WESTMINSTER, Md. -- The Baltimore Ravens are excited about the prospect of having Deion Sanders come out of retirement and be a part of their defensive backfield.
The question now is: Will he take them up on their offer?
The Ravens have told Sanders that if he wants to end his retirement of three years, he would be welcome to join the team. Sanders is working out at his Dallas home in an effort to determine if his 37-year-old body can take the punishment of playing in the NFL.
"He's obviously doing his due diligence to see if this is something he really wants to do," Ravens coach Brian Billick said Wednesday. "Certainly we'd love to have him in, and when we get to that point, he'll be in."
Ravens safety Corey Fuller, a good friend of Sanders, isn't so sure that Sanders is ready to put on a helmet and shoulder pads for the first time since 2000, when he was a member of the Washington Redskins. Sanders formally announced his retirement the day before the Redskins opened camp in 2001.
"I talk to him every day," Fuller said. "I know what he's going to do. The man said he's not coming. He's got four kids. It's not because he can't play anymore. It's just that the man has a lot going on outside of football."
But the Ravens are convinced that Sanders has yet to arrive at a final decision, and they're prepared to let him take his time in deciding if he wants to join the team.
"It's far enough along that when he feels he's ready, he's in," Billick said. "Deion is a professional. He doesn't want to come in here unless he's ready to go. We'll give him that kind of space, and when he feels he's physically at the right spot, then we'd love to have him."
Sanders made a name for himself at cornerback, a far more demanding position than where the Ravens would use him - as a fifth defensive back in passing situations. Therefore, Billick isn't worried about the possibility of Sanders perhaps being a step slower than when he was known as Prime Time.
"He's a special individual with special talents. He's not too old, I can promise you that," Billick said. "It will be a work in progress to a degree, but he's not too old. He's been out of it for three years, which means he's fresh."
On that point, Fuller concurred.
"Deion is in great shape. He has a gym in his house and works out all the time. But when you get older, it comes down to your mind," Fuller said. "When you've been off for three years, you get attached to other things."
Sanders, a former major league outfielder, worked out with the Texas Rangers prior to Wednesday night's game against the Cleveland Indians. He shagged flies in the outfield and took swings in the batting cage.
As he left the field, Sanders was evasive when asked about returning to the NFL.
"I'm here to talk about baseball," Sanders said. "Baseball questions only. I really miss baseball. I didn't know how much I missed it, being around the guys."
If Sanders wants to play for the Ravens, defensive coordinator Mike Nolan would happily draw up a game plan that would include him in the backfield.
"Adding depth is one thing, but adding quality depth is a whole different thing," Nolan said. "A player like that comes along, we'll do what fits that player. It will allow us to be more aggressive than we already are. A player like that allows you to do just about anything."

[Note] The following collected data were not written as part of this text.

PR #11482, opened 2016-06-19
Rework zip updating

pchote:
Fixes #11203.

PR #11561, opened 2016-07-02
Replace GivesExperience.FriendlyFire and GivesBounty.Stances with ValidStances

### LINKED ISSUE #11546: Replace GivesExperience.FriendlyFire boolean with Stances
`GivesBounty` already works that way.

Would make things more consistent and allow to disable giving experience for neutral actors, for example.

phrohdoh:
~~Depends on~~ #11482  has been merged.
Closes #11546

### DIFF
--- a/OpenRA.Mods.Common/Traits/GivesExperience.cs
+++ b/OpenRA.Mods.Common/Traits/GivesExperience.cs
@@ -19,8 +19,8 @@ namespace OpenRA.Mods.Common.Traits
 		[Desc("If -1, use the value of the unit cost.")]
 		public readonly int Experience = -1;
 
-		[Desc("Grant experience for team-kills.")]
-		public readonly bool FriendlyFire = false;
+		[Desc("Stance the attacking player needs to receive the experience.")]
+		public readonly Stance ValidStances = Stance.Neutral | Stance.Enemy;
 
 		public object Create(ActorInitializer init) { return new GivesExperience(init.Self, this); }
 	}
@@ -36,8 +36,10 @@ namespace OpenRA.Mods.Common.Traits
 
 		public void Killed(Actor self, AttackInfo e)
 		{
-			// Prevent TK from giving exp
-			if (e.Attacker == null || e.Attacker.Disposed || (!info.FriendlyFire && e.Attacker.Owner.Stances[self.Owner] == Stance.Ally))
+			if (e.Attacker == null || e.Attacker.Disposed)
+				return;
+
+			if (!info.ValidStances.HasStance(e.Attacker.Owner.Stances[self.Owner]))
 				return;
 
 			var valued = self.Info.TraitInfoOrDefault<ValuedInfo>();
--- a/OpenRA.Mods.Common/UtilityCommands/UpgradeRules.cs
+++ b/OpenRA.Mods.Common/UtilityCommands/UpgradeRules.cs
@@ -185,6 +185,33 @@ namespace OpenRA.Mods.Common.UtilityCommands
 					}
 				}
 
+				if (engineVersion < 20160702)
+				{
+					if (node.Key.StartsWith("GivesExperience"))
+					{
+						var ff = "FriendlyFire";
+						var ffNode = node.Value.Nodes.FirstOrDefault(n => n.Key == ff);
+						if (ffNode != null)
+						{
+							var newStanceStr = "";
+							if (FieldLoader.GetValue<bool>(ff, ffNode.Value.Value))
+								newStanceStr = "Neutral, Enemy, Ally";
+							else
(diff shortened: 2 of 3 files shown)


OpenRA.Mods.Common/Traits/GivesExperience.cs
```diff
@@ -19,8 +20,8 @@ class GivesExperienceInfo : ITraitInfo
 		[Desc("If -1, use the value of the unit cost.")]
 		public readonly int Experience = -1;
 
-		[Desc("Grant experience for team-kills.")]
-		public readonly bool FriendlyFire = false;
+		[Desc("Stance the attacking player needs to receive the experience.")]
+		public readonly Stance[] Stances = { Stance.Neutral, Stance.Enemy };
```
abcdefg30: Shouldn't `Stance ValidStances = Stance.Neutral | Stance.Enemy;` work as well (as we do elsewhere)?

OpenRA.Mods.Common/UtilityCommands/UpgradeRules.cs
```diff
@@ -185,6 +185,23 @@ internal static void UpgradeActorRules(ModData modData, int engineVersion, ref L
...
 				}
 
+				// GivesExperience was changed from having a FriendlyFire bool to a Stances array.
+				if (engineVersion < 20160702 && node.Key.StartsWith("GivesExperience"))
+				{
+					var ff = "FriendlyFire";
+					var ffNode = node.Value.Nodes.FirstOrDefault(n => n.Key == ff);
+					if (ffNode != null)
+					{
+						if (FieldLoader.GetValue<bool>(ff, ffNode.Value.Value))
```
abcdefg30: It's quite unlikely to happen, but what if an actor has this set to `false` in order to overwrite an inherited `true`?

Phrohdoh: Then the node is removed and that is the end of the upgrade rule, leaving them with `Neutral` and `Enemy`.

OpenRA.Mods.Common/Traits/GivesExperience.cs
Phrohdoh: Yes that also works, I just took this directly from `GivesBounty`.
I can change it but I'd like us to decide on a definitive way forward so this doesn't come up again.

OpenRA.Mods.Common/UtilityCommands/UpgradeRules.cs
abcdefg30: Wouldn't the actor we inherit from (who had `true` before) get `Neutral, Enemy, Ally`?
And we inherit that then (although we only want `false`/`Neutral, Enemy`).

OpenRA.Mods.Common/Traits/GivesExperience.cs
abcdefg30: I'd vote for what I suggested.

Phrohdoh:
Updated.

reaperrr:
> OpenRA.Mods.Common/UtilityCommands/UpgradeRules.cs:L209: [SA1108] A comment may not be placed within the bracketed statement.

Phrohdoh:
Updated.

OpenRA.Mods.Common/UtilityCommands/UpgradeRules.cs
```diff
@@ -185,6 +185,33 @@ internal static void UpgradeActorRules(ModData modData, int engineVersion, ref L
...
+						var ffNode = node.Value.Nodes.FirstOrDefault(n => n.Key == ff);
+						if (ffNode != null)
+						{
+							var newStanceStr = "";
+							if (FieldLoader.GetValue<bool>(ff, ffNode.Value.Value))
+								newStanceStr = "Neutral, Enemy, Ally";
+							else
+								newStanceStr = "Neutral, Enemy";
+
+							node.Value.Nodes.Add(new MiniYamlNode("Stances", newStanceStr));
```
reaperrr: This needs to be "ValidStances" now.

Phrohdoh: Right-o, will fix.

reaperrr:
Looks good to me :+1:

abcdefg30:

Remove the testcases now, please.

Phrohdoh:
Ready for merge.

abcdefg30:
[Changelog](https://github.com/OpenRA/OpenRA/wiki/Changelog-%28bleed%29/_compare/ae7f86975193fb27fca3a5b21f6542f3b01f2c21...4445ba5352a97836eee06aad2d6355036914bf74)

Most of the Ravens are excited about the possibility, too.
"Deion brings excitement to the game," linebacker Adalius Thomas said. "I used to watch him as a kid, and now you get a chance to sit down with him and pick his brain. It will be very exciting when he does, uh, if he does come back."

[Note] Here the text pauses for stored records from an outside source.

Issue #10475, opened 2016-01-10
Translation support


pchote:
Prerequisites for initial translations:
- [ ] Engine support:
  - [x] Translation support for yaml-defined strings. [#3929]
  - [ ] Translation support for code-defined strings.
  - [ ] Change server messages to send a string ID and arguments to translate client-side.
- [ ] Tooling:
  - [x] Automated chrome string extraction. [#5152]
  - [ ] Automated format string sanity checks (verify that strings with formatting parameters define the same number across all translations).
- [ ] Extract hardcoded strings into english translation.
- [ ] Extract yaml strings into english translation.
- [ ] Include language setting in crash logs.

Later improvements:
- [ ] Support for detecting/downloading/installing foreign content bundles (sound/art).  Related to the ongoing mod browser / installation work.
- [ ] Support for switching art/sounds based on translation.

pchote:
#11375 and followups check off support for detecting/downloading/installing foreign content bundles.

Mailaender:
I believe the whole approach taken is a dead end. Instead of building our own incompatible translation system we should try to hook up something standardized like https://github.com/neris/NGettext where tooling already exists.

Mailaender:
I played a bit with https://crowdin.com/project/openra and yml is supported although we don't adhere to the Ruby translation system. We will need tooling that converts our `@PLACEHOLDERS@` to English, generate English to Language files for the web interface and converter Language to `@PLACEHOLDERS@` back.

abcdefg30:
Is adding translation support to the auto generated documentation also considered as part of this ticket?

pchote:
It is not, and I would argue against doing that (but not in this ticket).

forcecore:
There's font problem too, the default fonts don't support CJK characters. There should be some way of providing additional fonts for the translations.

Sav87:
Why not do a translation like this: there is a file "ra|chrome/ingame-player.yaml" and need a translation for "XXX".
So try to download it from ".\mods\ra\languages\XXX\chrome\ingame-player.yaml", if there is no file try to download ".\mods\ra\chrome\ingame-player.yaml" then the load error is mod.

reaperrr:
In principle I'd be willing to, but I'll need some help getting my head around the "how to".
That's something for "later this year" at best, though.

forcecore:
True, I took a look in the past but I have no idea how.

Sav87:
[...]

PR #11424, opened 2016-06-10
Polish the TS PrimaryBuilding decoration.

GraionDilach:
openra-2016-06-10t142336z

Resolves #10996.

PR #11565, opened 2016-07-03
Added WithTextDecoration

Mailaender:
All games from Dune 2000 onward seem to render these dynamically. This is required for https://github.com/OpenRA/ra2/issues/181. It will also ease localisation of the game https://github.com/OpenRA/OpenRA/issues/10475.


abcdefg30:
👍 / ✅

OpenRA.Mods.Common/Traits/Render/WithTextDecoration.cs
```diff
@@ -0,0 +1,120 @@
...
+namespace OpenRA.Mods.Common.Traits.Render
+{
+	[Desc("Displays a text overlay relative to the selection box.")]
+	public class WithTextDecorationInfo : UpgradableTraitInfo
+	{
+		[FieldLoader.Require] [Translate] public readonly string Text = null;
+
+		public readonly string Font = "TinyBold";
+
+		public readonly Color Color = Color.White;
```
Phrohdoh: Please document and allow usage of player color.

OpenRA.Mods.Common/Traits/Render/WithTextDecoration.cs
```diff
@@ -0,0 +1,120 @@
...
+
+		[Desc("Point in the actor's selection box used as reference for offsetting the decoration image. " +
+			"Possible values are combinations of Center, Top, Bottom, Left, Right.")]
+		public readonly ReferencePoints ReferencePoint = ReferencePoints.Top | ReferencePoints.Left;
+
+		[Desc("The Z offset to apply when rendering this decoration.")]
+		public readonly int ZOffset = 1;
+
+		[Desc("Player stances who can view the decoration.")]
+		public readonly Stance Stances = Stance.Ally;
```
Phrohdoh: `ValidStances` please.

Mailaender: I would like to keep it compatible to `WithDecoration`.

Phrohdoh: I recently fixed `GivesBounty` to use `ValidStances` so  now we have:
```
tmba:openra thill $ ag "Stance Stances" --csharp | wc -l
       1
tmba:openra thill $ ag "Stance\[\] Stances" --csharp | wc -l
       1
tmba:openra thill $ ag "Stance ValidStances" --csharp | wc -l
       4
```

So I think it'd only do us injustice to introduce another `Stances` instead of fixing them both.

reaperrr: Agreed.

Mailaender: Updated according to https://github.com/OpenRA/OpenRA/pull/11561/.

OpenRA.Mods.Common/Traits/Render/WithTextDecoration.cs
Mailaender: I can't come up with a use case, but it is an easy addition so I did it.

reaperrr:
Needs rebase.

Mailaender:
Rebased.

reaperrr:
I just had a look at original TS and noticed two things:
- TS primary tag indeed used player color.
- TS primary tag was not centered, but rather positioned on the "top" of the non-bib area, in other words you need to move it upwards on the helipads and GDI barracks, and up + a bit to the left for weapon factories and Hand of Nod.

Additionally, I noticed you put the PlayerColor changes into 0f8d8a5, I think it would be better to split them into their own commit or squash them into 3c99a3f instead.

Mailaender:
Ah nice, then we also got a test case for that. Reverted https://github.com/OpenRA/OpenRA/pull/11424 and updated accordingly.

reaperrr:
Looking good now and everything works, just one last thing: I'm sorry, but I messed up while testing TS, turns out Westwood just happened to use a gold shade very similar to my player color, but actually didn't use player color.

If you replace the `UsePlayerColor: true` with `Color: E0D048`, this can be merged afterwards.

Phrohdoh:
But do we want gold text when we could use player color?
Was this gold used for Nod too, or was it a shade of red then?

reaperrr:
> Was this gold used for Nod too, or was it a shade of red then?

It was gold for Nod, too.
My other concern about using player color - apart from that the original didn't - is that dark colors might make it hard to read.

Phrohdoh:
Alright, gold works for me then.

Mailaender:
Okay, golden it is now.

Phrohdoh:
Looking good. 👍
screen shot 2016-07-03 at 6 19 09 pm

reaperrr:
[changelog](https://github.com/OpenRA/OpenRA/wiki/Changelog-(bleed)/_compare/3082b3945d3ddc276ed76c31ad13e31d5f6b0175...058348626035889d137ec1a64cafabfcb9fbc305)

Mailaender:
If we want the font to match the original I guess we need https://github.com/OpenRA/OpenRA/issues/11566 or use the TTF conversions from https://forums.cncnet.org/index.php?topic=126.msg397#msg397

pchote:
Where did d2k keep its original font files, and are they compatible with the "proper" C&C ones?

Mailaender:
http://old.d2kplus.com/wiki/index.php?title=.FNT_And_.FPL seems to be a bit different regarding the file format, but the same pixel array in principle.

pchote:
D2K did not render this dynamically.  It used the "1" symbol from DATA.R8 in the bottom-left corner of the selection rectangle.  That format documentation also appears to be incorrect.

Ravens wide receiver Kevin Johnson is excited about the prospect of running in practice against cornerback Chris McAlister, who is expected to arrive in camp next week, and Sanders, one of the finest defensive backs of the past 20 years.
"You figure, with him, Chris and Gary Baxter, you're going to get the best of both worlds," Johnson said. "You're going up against Chris, who's the best of his time right now, and Deion, one of the best of his time."
But the addition of Sanders could spell trouble for a player such as rookie cornerback Lance Frazier, who's striving to be part of the team.
"That would be another roster spot, right at the position that I'm playing," Frazier said. "That will get me either booted or put on practice squad."